Avoid the sort before writing output for dynamic partitioned query and bucketed table.
Help improve CPU and IO performance for these queries.

Does this PR introduce any user-facing change?

No.

How was this patch tested?

Added unit test in DataFrameReaderWriterSuite.scala.

c21 · 2021-04-16T01:07:01Z

cc @cloud-fan and @maropu could you help take a look when you have time? Thanks.

SparkQA · 2021-04-16T02:30:59Z

Kubernetes integration test starting
URL: https://amplab.cs.berkeley.edu/jenkins/job/SparkPullRequestBuilder-K8s/42026/

SparkQA · 2021-04-16T02:31:00Z

Kubernetes integration test status failure
URL: https://amplab.cs.berkeley.edu/jenkins/job/SparkPullRequestBuilder-K8s/42026/

HyukjinKwon · 2021-04-16T02:58:25Z

@c21 would you mind rebasing w/ the latest master branch? Seems like your branch is based on the old master branch.

github-actions · 2021-04-16T03:01:10Z

Test build #754194290 for PR 32198 at commit 4b2801b.

c21 · 2021-04-16T03:01:34Z

@HyukjinKwon - thanks for the heads up, updated.

SparkQA · 2021-04-16T03:48:37Z

Kubernetes integration test starting
URL: https://amplab.cs.berkeley.edu/jenkins/job/SparkPullRequestBuilder-K8s/42033/

SparkQA · 2021-04-16T03:48:38Z

Kubernetes integration test status failure
URL: https://amplab.cs.berkeley.edu/jenkins/job/SparkPullRequestBuilder-K8s/42033/

SparkQA · 2021-04-16T06:20:03Z

Test build #137451 has finished for PR 32198 at commit 18f2851.

This patch passes all tests.
This patch merges cleanly.
This patch adds the following public classes (experimental):
case class ConcurrentOutputWriterSpec(

SparkQA · 2021-04-16T08:23:42Z

Test build #137459 has finished for PR 32198 at commit 4b2801b.

This patch passes all tests.
This patch merges cleanly.
This patch adds the following public classes (experimental):
case class ConcurrentOutputWriterSpec(

cloud-fan · 2021-04-20T14:20:08Z

sql/core/src/main/scala/org/apache/spark/sql/execution/datasources/FileFormatDataWriter.scala

+    }
+  }
+
+  sealed abstract class WriterMode


This abstraction is a bit confusing. single writer or concurrent writers are like a mode that is decided statically. before-sort and after-sort are more like runtime states instead of mode.

I'd expect different FileFormatDataWriter implementations for single and concurrent writers, and the concurrent writers implementation has a boolean state to indicate before and after sort.

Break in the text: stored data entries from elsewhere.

PR #228, opened 2021-04-30
add "element" as the arrow list field name

nevi-me:
# Description

When converting delta array type to arrow list, the arrow list should have a name in its field.
Spark and Parquet use "element" as the field name, thus I have used that.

@cloud-fan - sounds good I agree with it. Will re-structure the code.

Btw what do you think of change in WriteTaskStatsTracker and BasicWriteTaskStatsTracker? Do you have any concern with those interface change?

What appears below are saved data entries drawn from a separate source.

Issue #234, opened 2021-05-06
python package metadata not being uploaded to PyPI


houqp:
# Environment

**Delta-rs version**: all

**Binding**: python

***
# Bug

**What happened**:

The metadata section in https://pypi.org/project/deltalake/ is missing all the python package metadata defined in cargo.toml.

Possibly something to do with matruin packaging or upload.

**What you expected to happen**:

Have supported python version to show up i the metadata section.

fvaleye:
It works better now after upgrading the maturin version!

PR #243, opened 2021-05-14
Add requires for maturin in Python bindings

fvaleye:
# Description
Add requires for maturin in Python bindings

# Related Issue(s)
#234


houqp (approved):

houqp:
Thanks for taking care of this @fvaleye !

Issue #45, opened 2020-12-18
read table and file stats


houqp:
collect and calculate table and file stats from transaction log actions and checkpoints

houqp:
partially fixed by https://github.com/delta-io/delta-rs/pull/51. the remaining work is to track and surface file stats through a public interface.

cloud-fan · 2021-04-20T14:21:43Z

sql/core/src/main/scala/org/apache/spark/sql/execution/datasources/FileFormatDataWriter.scala

+   *            Keep all writers open and write rows one by one.
+   *  - Step 2: If number of concurrent writers exceeds limit, sort rest of rows. Write rows
+   *            one by one, and eagerly close the writer when finishing each partition and/or
+   *            bucket.


does it mean we can have limit + 1 writers at most?

cloud-fan · 2021-04-20T14:30:46Z

sql/core/src/main/scala/org/apache/spark/sql/execution/datasources/FileFormatDataWriter.scala

+      var outputWriter: OutputWriter,
+      var recordsInFile: Long,
+      var fileCounter: Int,
+      var filePath: String)


does it mean the latest file path?

Yes, because we may create a new file if exceeding limit of number of records.

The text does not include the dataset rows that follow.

PR #248, opened 2021-05-18
Adding a primitive and high-level writer interface

rtyler:
# Description

This pull request is a work in progress, pending more complete riffing on the [deltalake_ext.rs](https://github.com/delta-io/kafka-delta-ingest/blob/main/src/deltalake_ext.rs).

The objective here is that the primitive API will just handle writing some bytes to storage and the subsequent `add` transaction, whereas the high-level writer API will manage buffering of rows for a parquet file.

### DIFF
--- a/rust/src/delta.rs
+++ b/rust/src/delta.rs
@@ -816,6 +816,64 @@ impl DeltaTable {
         DeltaTransaction::new(self, options)
     }
 
+
+    /// Create a new add action and write the given bytes to the storage backend as a fully formed
+    /// Parquet file
+    pub async fn add_file(&mut self, bytes: &Vec<u8>, partitions: Option<Vec<WritablePartitionValue>>) -> Result<i64, DeltaTransactionError> {
+        let path = self.generate_parquet_filename(partitions);
+        let storage_path = self
+            .storage
+            .join_path(&self.table_path, &path);
+
+        debug!("Writing a parquet file to {}", &storage_path);
+        self.storage.put_obj(&storage_path, &bytes)
+            .await
+            .map_err(|source| DeltaTransactionError::Storage { source })?;
+
+        // Determine the modification timestamp to include in the add action - milliseconds since epoch
+        // Err should be impossible in this case since `SystemTime::now()` is always greater than `UNIX_EPOCH`
+        let modification_time = SystemTime::now().duration_since(UNIX_EPOCH).unwrap();
+        let modification_time = modification_time.as_millis() as i64;
+
+        let add = action::Add {
+            path,
+            size: bytes.len() as i64,
+            partitionValues: HashMap::default(),
+            partitionValues_parsed: None,
+            modificationTime: modification_time,
+            dataChange: true,
+            stats: None,
+            stats_parsed: None,
+            tags: None,
+        };
+
+        let mut tx = self.create_transaction(None);
+        let actions = vec![Action::add(add)];
+        let version = tx.commit_with(&actions, None).await?;
+
+        debug!("Committed Delta version {}", version);
+
+        Ok(version)
+    }
+
+    fn generate_parquet_filename(&self, partitions: Option<Vec<WritablePartitionValue>>) -> String {
+        let mut path_parts = vec![];
+        /*
+         * The specific file naming for parquet is not well documented including the preceding five
+         * zeros and the trailing c000 string
+         *
+         */
+        path_parts.push(format!("part-00000-{}-c000.snappy.parquet", Uuid::new_v4()));
+
+        if let Some(partitions) = partitions {
+            for partition in partitions {
+                path_parts.push(format!("{}={}", partition.name, partition.value));
+            }
+        }
+
+        self.storage.join_paths(&path_parts.iter().map(|s| s.as_str()).collect::<Vec<&str>>())
+    }
+
     /// Create a new Delta Table struct without loading any data from backing storage.
     ///
     /// NOTE: This is for advanced users. If you don't know why you need to use this method, please
@@ -1283,6 +1341,12 @@ pub async fn open_table_with_ds(table_path: &str, ds: &str) -> Result<DeltaTable
 /// Returns rust create version, can be use used in language bindings to expose Rust core version
 pub fn crate_version() -> &'static str {
     env!("CARGO_PKG_VERSION")
+}
+
+/// A partition value for writing files
+pub struct WritablePartitionValue {
+    name: String,
+    value: String,
 }
 
 #[cfg(test)]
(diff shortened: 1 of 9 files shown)


rust/src/writer.rs
```diff
@@ -0,0 +1,146 @@
...
+    fn data(&self) -> Vec<u8> {
+        self.cursor.data()
+    }
+
+    fn close(&mut self) -> Result<parquet_format::FileMetaData, DeltaTableError> {
+        self.writer.close().map_err(|source| DeltaTableError::ParquetError { source })
+    }
+}
+
+struct BufferedJSONWriter {
```
xianwill, line 53: Nice! I like this as a more conventional API to write to for clients.

```suggestion
pub struct BufferedJSONWriter {
```

rust/src/delta.rs
```diff
@@ -1038,6 +1047,7 @@ impl Default for DeltaTransactionOptions {
 #[derive(Debug)]
 pub struct DeltaTransaction<'a> {
     delta_table: &'a mut DeltaTable,
+    actions: Vec<crate::action::Action>,
```
houqp, line 1050: I believe Action has already been imported at the top?
```suggestion
    actions: Vec<Action>,
```

rust/src/delta.rs
```diff
@@ -1048,15 +1058,93 @@ impl<'a> DeltaTransaction<'a> {
...
+
+        // Determine the modification timestamp to include in the add action - milliseconds since epoch
+        // Err should be impossible in this case since `SystemTime::now()` is always greater than `UNIX_EPOCH`
+        let modification_time = SystemTime::now().duration_since(UNIX_EPOCH).unwrap();
+        let modification_time = modification_time.as_millis() as i64;
+
+        self.actions.push(Action::add(action::Add {
+            path,
+            size: bytes.len() as i64,
+            partitionValues: HashMap::default(),
```
houqp, line 1112: do we need to populate the partition values here as well?

rust/src/writer.rs
```diff
@@ -0,0 +1,254 @@
...
+    }
+
+    /**
+     * Return the total Values pending in the buffer
+     */
+    pub fn count(&self, partitions: &WriterPartition) -> Option<usize> {
+        if let Some(buffer) = self.buffer.get(&partitions) {
+            return Some(buffer.len());
+        }
+        None
```
houqp, line 59: nit, we can probably simplify this to:
```suggestion
        self.buffer.get(&partitions).map(|b| b.len())
```

rust/src/writer.rs
```diff
@@ -0,0 +1,254 @@
...
+    schema: arrow::datatypes::SchemaRef,
+    partitions: Vec<String>,
+    txns: Vec<Txn>,
+}
+
+impl BufferedJSONWriter {
+    /**
+     * Attempt to construct the BufferedJSONWriter, will fail if the table's metadata is not
+     * present
+     */
```
houqp, line 35: nit, worth considering standardizing all doc string comments to `///` and `//!`, should save you two top and bottom lines as well. this seems to be the norm in other rust projects.

rust/src/writer.rs
```diff
@@ -0,0 +1,254 @@
...
+            let count = self.count(&partitions).unwrap_or(0);
+            let mut value_iter = InMemValueIter::from_vec(&values);
+            let decoder = Decoder::new(self.schema.clone(), count, None);
+
+            let record_batch = decoder
+                .next_batch(&mut value_iter)
+                .map_err(|source| DeltaTableError::ArrowError { source })?;
+
+            if record_batch.is_none() {
+                return Ok(());
```
houqp, line 123: I think this will abort and exit the flush method immediately, is it expected?

rust/src/writer.rs
```diff
@@ -0,0 +1,254 @@
...
+
+        let mut dtx = self.table.create_transaction(None);
+        dtx.add_actions(
+            self.txns
+                .drain(0..)
+                .map(|t| crate::action::Action::txn(t))
+                .collect(),
+        );
+
+        dtx.commit(None).await?;
```
houqp, line 140: we need to add file actions before commit as well?

houqp (commented):
overall looks good 👍

rust/src/writer.rs
rtyler: :rofl: I missed the most important part, `add_file`

rust/src/writer.rs
rtyler: I think this is super tedious and whatever "other rust projects do" doesn't convince me much unless there is a lint to enforce it :smile: 

I'll change it anyways, but I'm registering my protest :smiling_imp:

houqp: haha, I would agree with the tedious claim if you didn't put a `*` at the beginning of every line ;)

houqp (approved):

rust/src/delta.rs
```diff
@@ -1048,15 +1058,100 @@ impl<'a> DeltaTransaction<'a> {
...
+    }
+
+    fn generate_parquet_filename(&self, partitions: Option<Vec<(String, String)>>) -> String {
+        let mut path_parts = vec![];
+        /*
+         * The specific file naming for parquet is not well documented including the preceding five
+         * zeros and the trailing c000 string
+         *
+         */
+        path_parts.push(format!("part-00000-{}-c000.snappy.parquet", Uuid::new_v4()));
```
nfx, line 1138: typical hadoop parquet has a UUID, that is shared between all files in the batch. e.g. this useful in debugging.

instead of hardcoded `00000`, i'd ask to do an incrementing counter.

and instead of hard-coding `snappy`, i'd advice to take it from the compression engine used in `ParquetBuffer .. WriterProperties`.

houqp: @nfx to summarize, this is the scheme we should be using for the partition name right?

`part-{COUNTER}-{BATCH_UUID}-c000.ext`.

Do you know what is the `c000` segment for?

> and instead of hard-coding snappy, i'd advice to take it from the compression engine used in ParquetBuffer .. WriterProperties.

I also agree with this one :+1:

nfx: @houqp c000 might be the bucket number, but I don’t remember from top of my head. Will look once open a laptop next week.

i was writing custom parquet writer 4 years ago and researched it a bit then. It’s referenced from classes referenced in InsertIntoHadoopFsRelation in Apache Spark, for sure.. or at least not too far deep from it.

Main part: file naming won’t mean much for reading and writing (unless bucketed). It’s just for troubleshooting when something goes terribly wrong and you have to manually recover from fs. Probably won’t happen with delta 😜

rtyler: The counter stuff I'll file a ticket for later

c21 · 2021-04-21T03:42:49Z

@cloud-fan - updated the PR to keep single and concurrent writers implementation separately. The PR is ready for review again, thanks.

SparkQA · 2021-04-21T04:58:41Z

Kubernetes integration test starting
URL: https://amplab.cs.berkeley.edu/jenkins/job/SparkPullRequestBuilder-K8s/42242/

SparkQA · 2021-04-21T04:58:42Z

Kubernetes integration test status failure
URL: https://amplab.cs.berkeley.edu/jenkins/job/SparkPullRequestBuilder-K8s/42242/

SparkQA · 2021-04-21T06:50:51Z

Kubernetes integration test starting
URL: https://amplab.cs.berkeley.edu/jenkins/job/SparkPullRequestBuilder-K8s/42244/

SparkQA · 2021-04-21T06:50:53Z

Kubernetes integration test status failure
URL: https://amplab.cs.berkeley.edu/jenkins/job/SparkPullRequestBuilder-K8s/42244/

SparkQA · 2021-04-21T08:15:31Z

Test build #137714 has finished for PR 32198 at commit 0442f05.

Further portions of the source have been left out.